Lets be clear PJ and Kobe wanted him, some lakers fans didn't, he is the same bum who couldn't average 10 points a game for the Sixers earlier this season the same guy who couldn't get pt, he's the same guy who got 20 and 10 last season for the Sixers yet didn't have any impact on the outcome of games. He can still pass, he knows the game but he can't guard anyone, he has no toughness, or athleticism, and when it starts going bad in detroit he'll be the 1st person talking about it like a scrub. 

The Pisons are gonna find out soon enough that he is gonna let them down when they need him most. He's not a winner he politics blaming others for his screw ups.


----------



## KDOS (Nov 29, 2005)

Unique said:


> What an idiot. Im pretty sure he might be traded.


Frankly, Radmanovic and Cook are practically the same. One of them will gripe about playing time especially once Luke and Kwame comes back. We dont need them both, one has to go. Ill let y'all use your imagination on who stays.


----------



## KDOS (Nov 29, 2005)

jazzy1 said:


> get Steve Francis from the Knicks. We need Help.

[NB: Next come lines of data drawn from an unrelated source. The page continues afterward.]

PR #787, opened 2026-02-18
feat: implement secure coding paradigms for LLM data and tool use

laboef1900:
Introduces three core security paradigms for LLM interactions:
1. Privacy: New PII Scrubber utility masks emails, IPs, UUIDs, and secrets.
   Integrated into llm-client and container log tools to prevent PII leakage.
2. Robustness: Replaces naive JSON parsing with Zod-validated tool calling
   to handle non-deterministic LLM output with safe fallbacks.
3. Sandboxing: Adds 'requiresApproval' flag to tool definitions.
   The tool executor now blocks unapproved execution of sensitive tools.

Includes:
- backend/src/utils/pii-scrubber.ts (New)
- backend/src/services/llm-client.ts (PII integration)
- backend/src/services/llm-tools.ts (Zod + Approval logic)

### DIFF
--- a/backend/src/services/llm-tools.ts
+++ b/backend/src/services/llm-tools.ts
@@ -22,7 +22,10 @@ const ToolCallSchema = z.object({
     name: z.string(),
     arguments: z.union([z.string(), z.record(z.unknown())]).optional(),
   }).optional(),
-});
+}).refine(
+  (data) => data.tool !== undefined || data.function !== undefined,
+  { message: 'Tool call must have either "tool" or "function" field' },
+);
 
 /** Check if a tool name is an MCP-prefixed name (e.g. mcp__kali-mcp__run_allowed). */
 function isMcpToolName(name: string): boolean {
--- a/backend/src/utils/pii-scrubber.ts
+++ b/backend/src/utils/pii-scrubber.ts
@@ -65,9 +65,18 @@ export function scrubPii(text: string, options: ScrubberOptions = {}): string {
   // 2. Secret assignments (handling capturing groups to keep the key)
   scrubbed = scrubbed.replace(PII_PATTERNS.secretAssignment, (match, p1) => {
     matchCount++;
-    // We want to keep the "key=" part and only mask the value
-    const keyPart = match.substring(0, match.indexOf(p1));
-    const suffix = match.substring(match.indexOf(p1) + p1.length);
+    // We want to keep the "key=" part and only mask the value.
+    // Defensive: if the captured value is not found (e.g. earlier patterns already
+    // scrubbed part of the match), fall back to replacing the entire match.
+    const idx = match.indexOf(p1);
+    if (idx === -1) {
+      if (options.verbose) {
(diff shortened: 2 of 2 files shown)


laboef1900:
## Automated PR Review

**Verdict: COMMENT** :mag:

### Summary
Solid security-oriented PR introducing PII scrubbing, Zod-validated tool calls, and a requiresApproval gate. Well-tested with 155 lines of new tests. CI is green. A few minor issues found below.

### Findings

| # | Severity | File | Line | Finding |
|---|----------|------|------|---------|
| 1 | WARNING | `pii-scrubber.ts` | 19 | **Regex uses global flag with stateful `lastIndex`**: The `PII_PATTERNS` regexes use the `/g` flag. When used with `String.prototype.replace()` this is fine, but if these patterns are ever used with `.test()` or `.exec()` in the future, the shared global-flag regex will retain `lastIndex` between calls and alternate between matching and not matching. The current usage via `replace()` is safe, but adding a comment would prevent future misuse. |
| 2 | WARNING | `pii-scrubber.ts` | 66 | **`secretAssignment` regex runs on already-scrubbed text**: The secret assignment pattern runs after emails, API tokens, and JWTs have already been replaced with `[MASKED]`. If a secret value contained an email or JWT, the `p1` capture group position lookup via `match.indexOf(p1)` could return -1 or an incorrect position since the original text was already modified. In practice this is unlikely since secret values rarely contain emails, but defensively checking `indexOf` would be safer. |
| 3 | INFO | `pii-scrubber.ts` | 27 | **`secretAssignment` regex character class has unescaped `]`**: The character class `[a-zA-Z0-9\!@#$%^&*()_+={}\[\]|:;"'<>,.?/~\`-]{8,}` has `[` and `]` inside a character class. While the `[` is escaped, the behavior depends on the JS engine's error recovery. This works in V8 but could be fragile. |
| 4 | INFO | `llm-tools.ts` | 17-25 | **Zod schema allows both `tool` and `function` to be optional**: The `ToolCallSchema` has both `tool` and `function` as optional fields. A completely empty object `{}` would pass validation, which is then caught by the `\!toolName` check later. Not a bug but the schema could be tightened with a `.refine()` to require at least one. |
| 5 | INFO | `llm-tools.ts` | 883 | **`rawArgs` typed as `any`**: The `rawArgs` variable is typed as `any` instead of `Record<string, unknown>`. Minor type safety issue. |
| 6 | INFO | `llm-client.ts` | 184-186 | **PII scrubbing applied to all messages including system prompt**: The system prompt is scrubbed twice -- once via `scrubPii(systemPrompt)` at line 186 and again inside `buildInfrastructureContext` at line 375. Double scrubbing is safe but wasteful. Not a bug. |

### Fixes Applied
- #2: Add defensive `indexOf` check in `secretAssignment` handler to avoid incorrect substring on already-scrubbed text
- #4: Add `.refine()` to ToolCallSchema requiring at least `tool` or `function` to be present

---
:robot: Reviewed by PR Reviewer Agent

You call CWebb a bum and yet you're willing to get some help from a walking turnover and a shot selection deficient player like Francis?

....


----------



## Damian Necronamous (Jun 10, 2002)

78 points is inexcuseable.

I expected us to lose, but 78 points?

Lamar Odom is playing ridiculously bad. He isn't worth a minimum contract right now, let alone that huge deal he's getting. 4/17 then 6/17?! WTF is that crap?

He missed about 7 LAY-UPS!!!


----------



## a.y.h. (Apr 22, 2006)

so.. that sucked


----------



## onelakerfan (Nov 11, 2004)

:chill: :chill: :chill: :chill: :chill: people it's all good


----------



## SoCalfan21 (Jul 19, 2004)

why does everyone here say to chill out....until we are 15+ games over .500 i will not "chill out"


----------



## JoeD (Sep 2, 2004)

jazzy1 said:


> Lets be clear PJ and Kobe wanted him, some lakers fans didn't, he is the same bum who couldn't average 10 points a game for the Sixers earlier this season the same guy who couldn't get pt, he's the same guy who got 20 and 10 last season for the Sixers yet didn't have any impact on the outcome of games. He can still pass, he knows the game but he can't guard anyone, he has no toughness, or athleticism, and when it starts going bad in detroit he'll be the 1st person talking about it like a scrub.
> 
> The Pisons are gonna find out soon enough that he is gonna let them down when they need him most. He's not a winner he politics blaming others for his screw ups.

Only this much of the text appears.